Helen Yendall has made a couple of references recently to ‘Morning Pages’ on her Blog About Writing. (Helen’s doing well as I noticed her blog also had a mention on Charlie Britten’s Write On last week; this time talking about writing for womags.)
This concept, devised by Julia Cameron and developed in her book The Artist’s Way, is a means of unleashing your inner creativity by first releasing the rubbish, so you can move on to the good stuff. (I hope I’ve got that right.)
I started last Tuesday – pad and pen, poised – believing I’d really struggle to fill three sides of A4 without necessitating a lot of effort. Not so!
I’d already made the conscious decision that, as this was supposed to be a stream of consciousness, I wouldn’t worry too much about spelling and grammar and would forget, altogether, about paragraphs. The narrative would stand as a torrent of free-thinking.
The words flowed from my pen; in fact, my pen had trouble keeping up with my thoughts and, even though I’m a fast writer, after only half a page, my hand was aching. I persevered, and have to admit it felt wonderfully cathartic. I repeated this for the next two days – wasn’t quite as free-flowing by day three, but still managed to complete the required writing pages – then came to a halt by days four, five and six because of a school run and weekend commitments. (I also cheated because I read the pages back immediately – forgot – instead of leaving them for the suggested eight weeks.)
Although I have recommenced the exercise this morning, I find it only works if you have the spare time, or are prepared to get up 30-45 minutes earlier if you’re on a deadline, in order to fit it in. And if this process is interrupted with lots of activity between getting up and writing, then it becomes counter-productive; you’d need a book the size of War and Peace to rid yourself of the rubbish that had built up in the interim.
I don’t know whether having the flow interrupted by cessation is frowned upon; I’ve ordered the book to discover the logistics. With any luck, it might detail something else that will increase my creative output. After all, I could use all the help I can get!

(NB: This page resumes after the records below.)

PR #379, opened 2022-03-16
Evaluate uploads

### LINKED ISSUE #353: Run evaluations async on locally uploaded scans in a project
* We could do poll/refresh to get the status of the update on the val

annehaley:
Resolves #353

### DIFF
--- a/client/src/components/DecisionButtons.vue
+++ b/client/src/components/DecisionButtons.vue
@@ -160,8 +160,10 @@ export default {
     ]),
     async pollForEvaluation() {
       const frameData = await djangoRest.frame(this.currentViewData.currentFrame.id);
-      this.setFrameEvaluation(frameData.frame_evaluation);
-      clearInterval(this.pollInterval);
+      if (frameData.frame_evaluation) {
+        this.setFrameEvaluation(frameData.frame_evaluation);
+        clearInterval(this.pollInterval);
+      }
     },
     convertValueToLabel(artifactName) {
       return artifactName
--- a/client/src/components/DecisionButtons.vue
+++ b/client/src/components/DecisionButtons.vue
@@ -145,10 +145,24 @@ export default {
       }
     });
   },
+  mounted() {
+    if (!this.currentViewData.currentAutoEvaluation) {
+      this.pollInterval = setInterval(this.pollForEvaluation, 1000 * 30);
+    }
+  },
+  beforeUnmount() {
+    clearInterval(this.pollInterval);
+  },
   methods: {
     ...mapMutations([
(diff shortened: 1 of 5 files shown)


client/src/components/DecisionButtons.vue
```diff
@@ -117,10 +117,24 @@ export default {
       this.warnDecision = false;
     },
   },
+  mounted() {
+    if (!this.currentViewData.currentAutoEvaluation) {
+      this.pollInterval = setInterval(this.pollForEvaluation, 1000 * 30);
```
dzenanz: I would rather have 10 seconds as the polling interval. 30 seems long.

dzenanz (approved):
Code looks good on a glance. I have not tried it.

dzenanz (approved):

client/src/components/DecisionButtons.vue
```diff
@@ -117,10 +117,24 @@ export default {
...
+  },
   methods: {
     ...mapMutations([
       'updateExperiment',
+      'setFrameEvaluation',
     ]),
+    async pollForEvaluation() {
+      const frameData = await djangoRest.frame(this.currentViewData.currentFrame.id);
+      this.setFrameEvaluation(frameData.frame_evaluation);
+      clearInterval(this.pollInterval);
```
dchiquito: This looks like it will stop the interval loop immediately after the first evaluation. Are you relying on an exception being thrown somewhere to stop that from happening? If so an explicit try/catch would be nice

miqa/core/rest/frame.py
```diff
@@ -81,7 +80,12 @@ class Meta:
         fields = ['content', 'scan']
 
 
-class FrameViewSet(ListModelMixin, GenericViewSet, mixins.CreateModelMixin):
+class FrameViewSet(
+    mixins.ListModelMixin,
+    mixins.RetrieveModelMixin,
+    GenericViewSet,
+    mixins.CreateModelMixin,
```
dchiquito, line 86: I think this goes before `GenericViewSet`, although I confess I'm not entirely sure what it would break.

client/src/components/DecisionButtons.vue
annehaley: The intention is that there's only ever one NN evaluation that we need to fetch, so we can stop polling once we get it.

annehaley: After getting clarification, I understand the point made here better and I added an if statement in [8fe070a](https://github.com/OpenImaging/miqa/pull/379/commits/8fe070a46eda4753de737552ccc07321713049e3) to address this

PR #389, opened 2022-03-17
Always redirect to login after timer expires

dchiquito:
The error that was causing the timeouts to keep counting down after reaching 0 was because the call to logout was failing because the user was already logged out. This will always redirect the user to the login page, regardless of whether or not they were already logged out.

### DIFF
--- a/client/src/components/TimeoutDialog.vue
+++ b/client/src/components/TimeoutDialog.vue
@@ -1,10 +1,10 @@
 <script lang="ts">
 import IdleJS from 'idle-js';
-import djangoRest from '@/django';
-import store from '@/store';
 import {
   computed, defineComponent, ref,
 } from '@vue/composition-api';
+import djangoRest from '@/django';
+import store from '@/store';
 
 const warningDuration = 2 * 60 * 1000; // the warning box will pop up for 2 minutes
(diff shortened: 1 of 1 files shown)


client/src/components/TimeoutDialog.vue
```diff
@@ -38,9 +38,13 @@ export default defineComponent({
...
     const logout = async () => {
-      await djangoRest.logout();
-      // This will redirect to the login page
-      await djangoRest.login();
+      try {
+        // This may fail with a 401 if the user has already been logged out
+        await djangoRest.logout();
+      } finally {
+        // This will redirect to the login page
+        await djangoRest.login();
```
zachmullen, line 46: If they're logged into the server, won't this just automatically re-log them into the client? If so, doesn't that defeat the purpose of the auto-logout?

dchiquito: `djangoRest.logout` invokes a special API endpoint that explicitly terminates the server session. If that call succeeds, then the user is no longer logged in when `djangoRest.login` is called, so they get sent to the login page. If that call fails, then the user was not logged in, so they will still get sent to the login page.

annehaley (approved):

PR #1604, opened 2017-04-12
Update license headers to BSD style

kassens:
In the process of open sourcing, we forgot to update the license header in some
places. This fixes the headers.


kassens:
cc @taion :)

taion:
Oops, sorry – I was actually making fun of https://github.com/kassens/relay/blob/91edb3693805d3d8f53ccc9e726692b00deb814e/packages/relay-compiler/codegen/writeFlowFile.js#L29-L42

I'm not sure what the right thing is, but it'd feel a bit odd to have generated code in my source tree that was copyright Facebook.

kassens:
Oh, we'll need to make that injectable still.

PR #1609, opened 2017-04-14
No longer run tests on the old babel plugin, simplify run.

leebyron:


leebyron:
Abandoning in favor of #1650

Issue #1590, opened 2017-04-06
Adopt flat bundles?


robrichard:
Are there plans to use rollup and generate flat bundles for Relay (similar to what react did in https://github.com/facebook/react/pull/9327)? It would be nice to get smaller bundles and it looks like this would also address the performance regression in server side rendering (https://github.com/facebook/relay/issues/1321).

kassens:
We are a few days away from Making Travis Green Again and since the bundling/building is not used internally, this could be a great external contribution. I'll give @leebyron a chance to chime in who know the node landscape a bit better.

gaearon:
FWIW we still `require()` fbjs modules in the React flat bundle. Is there any downside to this? I’m not sure I understand the discussion in https://github.com/facebook/relay/issues/1321.

twhid:
Re: #1321 

Having the `require`s inline, particularly if you're using `require` hooks (eg babel/register), slows down a node server considerably. We saw a ~75% decrease in server rendering time when we switched to a custom relay build that hoists the `require` calls to the top of the scope.

gaearon:
Oh I see. We do hoist them in our React flat bundles.
They look like:

```js
var invariant = require('fbjs/lib/invariant');
var warning = require('fbjs/lib/warning');

// all flattened modules below are using those
```

leebyron:
This would be great! Right now we're using webpack to create these, but I agree that using Rollup would be better. I think this is a great task for someone looking to contribute to work on

robrichard:
I opened a PR for this here: https://github.com/facebook/relay/pull/1610

wincent:
> Right now we're using webpack to create these, but I agree that using Rollup would be better.

Haven't used it myself yet, but webpack (as of v2) also has [some support for tree-shaking features pioneered in Rollup](https://webpack.js.org/guides/tree-shaking/).

YasserKaddour:
@wincent unfortunately tree shaking is broken in webpack, see https://github.com/webpack/webpack/issues/2867

alloy:
Looks like webpack 4 is promising to fix this https://github.com/webpack/webpack/issues/2867#issuecomment-353714614. @robrichard is tree shaking the main motivation for this issue and linked PR?

gaearon:
I don't think so. This is beneficial for many reasons. In our case the main benefits were caching `process.env.NODE_ENV` access in SSR, being able to inline more helpers using GCC simple mode, protecting internals from being imported. I wrote a post about this:

[...]

PR #1610, opened 2017-04-14
Create flat bundles using rollup

robrichard:
Updated the gulpfile to use Rollup to generate commonjs and umd bundles as discussed here: https://github.com/facebook/relay/issues/1590. I followed the pattern used by the master branch of React for requiring the dev or prod enabled versions.

I'm being very explicit with regard to what modules are external vs included in the bundles. Let me know there is a different way you would like to handle it. 

Also what is the best way I can test that these bundles are built correctly and working as expected?

### DIFF
--- a/gulpfile.js
+++ b/gulpfile.js
@@ -63,17 +63,18 @@ const babelOptions = require('./scripts/getBabelOptions')({
   ],
 });
 const del = require('del');
-const derequire = require('gulp-derequire');
 const es = require('event-stream');
 const flatten = require('gulp-flatten');
 const fs = require('fs');
 const gulp = require('gulp');
-const chmod = require('gulp-chmod');
 const gulpUtil = require('gulp-util');
-const header = require('gulp-header');
 const path = require('path');
 const runSequence = require('run-sequence');
-const webpackStream = require('webpack-stream');
+const rollup = require('rollup');
+const commonjs = require('rollup-plugin-commonjs');
+const enhancedResolve = require('enhanced-resolve');
+const uglify = require('rollup-plugin-uglify');
+const replace = require('rollup-plugin-replace');
 
 const SCRIPT_HASHBANG = '#!/usr/bin/env node\n';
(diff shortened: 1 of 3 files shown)


robrichard:
Hey @leebyron @kassens - are you still considering using Rollup to build the new relay packages as discussed in https://github.com/facebook/relay/issues/1590? If so it would be good to get it in before the final 1.0.0 release, otherwise it will be a breaking change. It would removes access to internal modules, e.g. `require('react-relay/lib/toGraphQL')`

kassens:
Interesting, hadn't thought of that. This would probably be a good thing though as we should expose all necessary things publicly.

alloy:
@kassens @jstejada Reading the history of this PR, it does seem like there was interest on FB’s side to merge such an external contribution. Does that still apply?

robrichard:
I did try to rebase that PR a few months ago and ran into some issues with the dynamic requires of the relay dev tools.

Also it would be much more beneficial if the relay source was updated to use ES modules as was done in the React source code. By using `rollup-plugin-commonjs` here, each module will still be wrapped in a closure.

alloy:
@robrichard Is that something that can be done iteratively?

robrichard:
@alloy hard for me to say as I don't know how it would mesh with FB's custom module system.

alloy:
I meant more, can this PR continue as-is and discuss ES6 modules as a next step or is blocked by that by now?

Also, out of curiosity, does React not use the Haste module system?

robrichard:
Yes this change would not be blocked by that.

React was converted to ES modules in these two PRs:
https://github.com/facebook/react/pull/11303
https://github.com/facebook/react/pull/11389

robrichard:
Going to close this as there are a few issues with this approach:
1. The rollup config is complicated by the way files are imported without relative file paths.
2. The source files use CommonJS, meaning that rollup still requires wrapping them in a closure function, meaning the final bundle is not truly flat.

PR #1611, opened 2017-04-14
Fix LeafType mistyping

leebyron:
RelayIR assumes the type of a ScalarField is `GraphQLLeafType`, however that does not account for the possibility of nullable or list variations. When `isLeafType` was updated in graphql@0.9.2 to match the definition of LeafType this mistyping started causing errors.

This proposes typing ScalarField's type as `GraphQLOutputType` which is a little broader than necessary, but importantly includes the possibilities of nullable and list variations. It also explicitly calls getNamedType before passing to isListType to ensure the check is on the unwrapped named type.

Also ups the dependency on graphql to the latest release to illustrate Travis test passing


packages/relay-compiler/core/RelayIR.js
```diff
@@ -158,7 +157,7 @@ export type ScalarField = {
   kind: 'ScalarField',
   metadata: ?{[key: string]: mixed},
   name: string,
-  type: GraphQLLeafType,
+  type: GraphQLOutputType,
```
josephsavona: This seems wrong: one of the major reasons we added LinkedField/ScalarField in the first place was to distinguish between values whose types were leaf-like and those that have subfields. Is there any reason not to be more explicit here?

```
type ScalarType = GraphQLLeafType | GraphQLNonNull<ScalarType> | GraphQLList<ScalarType>;

type ScalarField = {
   ...
  type: ScalarType,
}
```

josephsavona: My concern is that this change makes it too easy to construct invalid IR. With the previous type, Flow would help catch errors in which you accidentally assigned an object type to a linked field.

leebyron: I can add this explicit type, but it doesn't seem to be adding much direct value since there isn't any code leveraging this difference since the previous type wasn't correct and flow wasn't reporting any issues

leebyron:
Updated, cc @josephsavona

PR #1618, opened 2017-04-18
Better regexp to use for pre-compiled module names.

leebyron:
This regexp runs before transforming module names it seems, so avoid translating normal haste modules.

### DIFF
--- a/gulpfile.js
+++ b/gulpfile.js
@@ -135,7 +135,7 @@ const PRODUCTION_HEADER = [
 const buildDist = function(filename, opts, isProduction) {
   const webpackOpts = {
     debug: !isProduction,
-    externals: [/^[-/a-zA-Z0-9]+$/],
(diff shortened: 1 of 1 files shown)


gulpfile.js
```diff
@@ -135,7 +135,7 @@ const PRODUCTION_HEADER = [
 const buildDist = function(filename, opts, isProduction) {
   const webpackOpts = {
     debug: !isProduction,
-    externals: [/^[-/a-zA-Z0-9]+$/],
+    externals: [/^[-a-z0-9]+(\/.+)?$/],
```
kassens: What is this intending to match in words? It is pretty close to just `/^[-a-z0-9]/`. If that's the intention, it'd be good to simplify to that. If not, it might be wrong.

leebyron:
I'm abandoning this actually - I noticed the tests failed and mistook this previous diff as a cause but it was another diff

PR #1619, opened 2017-04-18
Fix travis test run

leebyron:
Assuming this test was trying to test modern runtime mutations, not compat mutations.


kassens:
lgtm

PR #1622, opened 2017-04-18
Visual refersh of Relay site + more docs

leebyron:
This adds a bunch more docs, especially around the compiler and compat mode, and does a big pass of stylisitic cleanup.


nodkz:
shipit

That wasn’t intended to sound defeatist. I’m not having a ‘woe is me’ moment, although I was feeling a tad despondent when the postman returned the short story submitted to TAB FF almost 14 weeks earlier. Serves me right for imbuing myself with an air of excited anticipation. In retrospect, as I analysed the story, I could see the flaws and why it had failed to make the grade. If I could master the technique of recognising these and remedy them before I submit it in the first place, I might just make a sale and save myself a whole lot of heartache in the process.